Tuesday, January 3, 2012
|photos by Jonathan Schechter|
January 3rd, 2012
Dear Mr. Squirrel: Here's the deal. Listen up and pay attention! A few days before New
Year's Eve you discovered my BIRD feeding station. Please note the word BIRD. It is NOT a
squirrel feeding station! You Mr. Fox Squirrel (For humans reading this fox squirrel is the
species of squirrel in these pictures) are meant to be hanging out in leafy nests high up in oak
trees and munching on black walnuts and acorns.
You are not!
From sunrise to sunset you are at my feeders. You sit in the platform feeder swinging away
and spilling a good portion of the seed in the process and eat the rest. When chickadees or
other small birds fly in you brace yourself and almost swat at them.
That is just rude and must stop!
And now when it gets windy you move to my window feeder and you climb
inside and actually sprawl your pathetic body out on the seed as you eat like a
FAT FARM PIG* and ignore my tapping from my side of the window.
(*Sorry farm pigs, no insult intended)
This too must stop!
This may be politically incorrect but fact of the matter Mr.
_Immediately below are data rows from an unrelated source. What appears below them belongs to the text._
PR #1037, opened 2024-03-10
Enhance coverage simplification to handle one tolerance per geometry

nstrahl:
An enhancement has been made to the coverage simplification algorithm (simplify and simplifyInner). Currently, coverage simplification only allows one global tolerance value to be specified for the entire coverage. The proposed enhancement allows multiple tolerances to be passed in as a list, where each entry corresponds to a geometry. The geometries can thus be simplified with different tolerances while still ensuring topological correctness. At coinciding coverage edges the lowest available value is utilized.
 
This will be very useful for solving problems related to the boundary discretization of tessellated geometries.

The following figure shows an example where the boundary polygon is simplified with a tolerance of 1, and the other hole polygons with 1 and 0.5.

coverage1

Here is another one with tolerances of 50 and 10.

coverage2

### DIFF
--- a/modules/core/src/main/java/org/locationtech/jts/coverage/CoverageRingEdges.java
+++ b/modules/core/src/main/java/org/locationtech/jts/coverage/CoverageRingEdges.java
@@ -54,13 +54,13 @@ class CoverageRingEdges {
    * @param tolerances the simplification tolerances for each geometry
    * @return the edges of the coverage
    */
-  public static CoverageRingEdges create(Geometry[] coverage, List<Double> tolerances) {
+  public static CoverageRingEdges create(Geometry[] coverage, Double[] tolerances) {
     CoverageRingEdges edges = new CoverageRingEdges(coverage, tolerances);
     return edges;
   }
 
   public static CoverageRingEdges create(Geometry[] coverage) {
-    CoverageRingEdges edges = new CoverageRingEdges(coverage, new ArrayList<Double>(0));
+    CoverageRingEdges edges = new CoverageRingEdges(coverage, null);
     return edges;
   }
   
@@ -68,9 +68,9 @@ class CoverageRingEdges {
   private Map<LinearRing, List<CoverageEdge>> ringEdgesMap;
   private List<CoverageEdge> edges;
 
-  private List<Double> coverageTolerances;
+  private Double[] coverageTolerances;
 
-  public CoverageRingEdges(Geometry[] coverage, List<Double> tolerances) {
+  public CoverageRingEdges(Geometry[] coverage, Double[] tolerances) {
     this.coverage = coverage;
     ringEdgesMap = new HashMap<LinearRing, List<CoverageEdge>>();
     edges = new ArrayList<CoverageEdge>();
@@ -192,16 +192,17 @@ class CoverageRingEdges {
   }
 
   private CoverageEdge createEdge(int coverageId, Coordinate[] ring, HashMap<LineSegment, CoverageEdge> uniqueEdgeMap) {
+    boolean hasTolerance = coverageTolerances != null;
     CoverageEdge edge;
     LineSegment edgeKey = CoverageEdge.key(ring);
     if (uniqueEdgeMap.containsKey(edgeKey)) {
       edge = uniqueEdgeMap.get(edgeKey);
-      if (!coverageTolerances.isEmpty()){
-        edge.setTolerance((edge.getTolerance() < coverageTolerances.get(coverageId)) ? edge.getTolerance() : coverageTolerances.get(coverageId));
+      if (hasTolerance){
+        edge.setTolerance((edge.getTolerance() < coverageTolerances[coverageId]) ? edge.getTolerance() : coverageTolerances[coverageId]);
       }
     }
     else {
-      double tolerance = coverageTolerances.isEmpty() ? -1 : coverageTolerances.get(coverageId);
+      double tolerance = hasTolerance ? coverageTolerances[coverageId] : -1;
       edge = CoverageEdge.createEdge(ring, tolerance);
       uniqueEdgeMap.put(edgeKey, edge);
       edges.add(edge);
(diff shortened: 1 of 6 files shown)


modules/core/src/main/java/org/locationtech/jts/coverage/CoverageSimplifier.java
```diff
@@ -64,7 +67,37 @@ public static Geometry[] simplify(Geometry[] coverage, double tolerance) {
...
+
+  /**
+   * Simplifies the boundaries of a set of polygonal geometries forming a coverage,
+   * preserving the coverage topology.
+   *
+   * @param coverage a set of polygonal geometries forming a coverage
+   * @param tolerances comma-separated string of simplification tolerances for each coverage
+   * @return the simplified polygons
+   */
+  public static Geometry[] simplify(Geometry[] coverage, String tolerances) {
```
dr-jts, line 92: Conversion from a string to an array of tolerances should be left up to client code, since it's highly usage-specific.  It can be done in `CoverageFunctions` as well, to allow for easier testing and experimentation.

nstrahl: Ok, then I will be moving that method into the JTS test builder code

dr-jts:
The class Javadoc needs some mention of the semantics when using tolerance-per-geometry.  Specifically, there should be a comment like:
```
The simplifier allows specifying the simplification tolerance separately for each input geometry.  Shared edges are simplified using the lowest of the tolerances for the adjacent geometries (i.e. the least amount of simplification is performed). This allows specific geometries in a coverage to be simplified less than other geometries (or to force their boundary to be preserved without simplification).
```

nstrahl:
@dr-jts Any other suggestions for changes in this PR?

modules/core/src/main/java/org/locationtech/jts/coverage/CoverageSimplifier.java
```diff
@@ -64,7 +72,20 @@ public static Geometry[] simplify(Geometry[] coverage, double tolerance) {
...
+
+  /**
+   * Simplifies the boundaries of a set of polygonal geometries forming a coverage,
+   * preserving the coverage topology.
+   *
+   * @param coverage a set of polygonal geometries forming a coverage
+   * @param tolerances the simplification tolerances for each coverage
+   * @return the simplified polygons
+   */
+  public static Geometry[] simplify(Geometry[] coverage, List<Double> tolerances) {
```
dr-jts, line 84: Why is tolerances a List and not an array?  It seems more uniform for it to have the same structure as the geometries.

modules/core/src/main/java/org/locationtech/jts/coverage/TPVWSimplifier.java
```diff
@@ -123,9 +166,11 @@ private List<Edge> createEdges(MultiLineString lines, BitSet isFreeRing) {
     List<Edge> edges = new ArrayList<Edge>();
     if (lines == null)
       return edges;
+
     for (int i = 0 ; i < lines.getNumGeometries(); i++) {
       LineString line = (LineString) lines.getGeometryN(i);
       boolean isFree = isFreeRing == null ? false : isFreeRing.get(i);
+      double areaTolerance = (areaTolerances.isEmpty()) ? -1 : ((areaTolerances.size() == 1) ? areaTolerances.get(0) : areaTolerances.get(i));
```
dr-jts, line 173: Better to put this complex logic into a function

modules/core/src/main/java/org/locationtech/jts/coverage/CoverageRingEdges.java
```diff
@@ -181,29 +191,37 @@ private List<CoverageEdge> extractRingEdges(LinearRing ring,
...
   }
   
-  private CoverageEdge createEdge(Coordinate[] ring, int start, int end, HashMap<LineSegment, CoverageEdge> uniqueEdgeMap) {
+  private CoverageEdge createEdge(int coverageId, Coordinate[] ring, int start, int end, HashMap<LineSegment, CoverageEdge> uniqueEdgeMap) {
     CoverageEdge edge;
     LineSegment edgeKey = (end == start) ? CoverageEdge.key(ring) : CoverageEdge.key(ring, start, end);
     if (uniqueEdgeMap.containsKey(edgeKey)) {
       edge = uniqueEdgeMap.get(edgeKey);
+      if (!coverageTolerances.isEmpty()){
+        edge.setTolerance((edge.getTolerance() < coverageTolerances.get(coverageId)) ? edge.getTolerance() : coverageTolerances.get(coverageId));
```
dr-jts, line 219: can this logic be factored out into a function?

dr-jts:
I'm about to land a relatively complex extension to `CoverageSimplifier`.  But I'll get this one in first.  I might need to refactor it however.

dr-jts:
One of my changes involves adding another tolerance value.  Passing all this information down the call chain is getting ugly. I might factor the action of getting a tolerance value out into a strategy class.  That can also include the array of per-geom tolerances, which will make this transparent to the rest of the codebase.

dr-jts:
Actually my changes impact quite a few method signatures.  So I'll refactor mine to support a tolerance strategy class, and then that will make refactoring your code on top of that much easier.

dr-jts:
One thing I'm adding is removing small rings below the tolerance area (of MultiPolygons, or holes).  I suppose this can just use the area tolerance of the parent geometry.  Does this make sense?

nstrahl:
@dr-jts I hope these few changes help you out.

nstrahl:
> One thing I'm adding is removing small rings below the tolerance area (of MultiPolygons, or holes). I suppose this can just use the area tolerance of the parent geometry. Does this make sense?

I do think removing tiny polygons or holes is a good idea. This feature could even be activated via a user flag. This reminds me a lot of the "qgis:eliminateselectedpolygons" processing algorithm in QGIS, which actually works by forwarding the geometry checks to GEOS anyway. So it might be helpful to draw some inspiration from that algorithm.

It's nice to see this exciting new feature being improved. Is there maybe a publication describing the underlying algorithm? If so, could you forward me the DOI?

dr-jts:
> I do think removing tiny polygons or holes is a good idea. This feature could even be activated via a user flag. 

I was not planning to make this optional, but could do so.  Do you think it's useful to have both options?
 
> It's nice to see this exciting new feature being improved. Is there maybe a publication describing the underlying algorithm? If so, could you forward me the DOI?

I'll be writing a blog post soon.  It's a fairly simple extension to the current algorithm.  When I have a PR ready I'll link to this one.

dr-jts:
@nstrahl my changes for small ring removal are larger than this PR.  So I'll commit mine, and then you or I can rework this.

dr-jts:
@nstrahl I've made substantial changes to `CoverageSimplifier` - see PR #1060.

Since it was easy to add with the new code structure, I added in the functionality of this PR (individual tolerances).  Perhaps you can test out #1060?

dr-jts:
Superseded by #1060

Squirrel; Just look at yourself!
You are becoming a morbidly obese ball of lazy fur and if you think in spring a foxy lady
squirrel is going to want any of your fat tail, you have another think coming.
I do not know if you are susceptible to heart disease but your days are numbered.
And here are the two main reasons:
1. You are becoming too fat to escape from a fox or coyote.
2. You are already too fat to scurry from a red-tailed hawk.
And if you do not pay attention to my warning and get back to your wilder ways of life
I have a good friend who told me that seed fed squirrel meat is just delicious.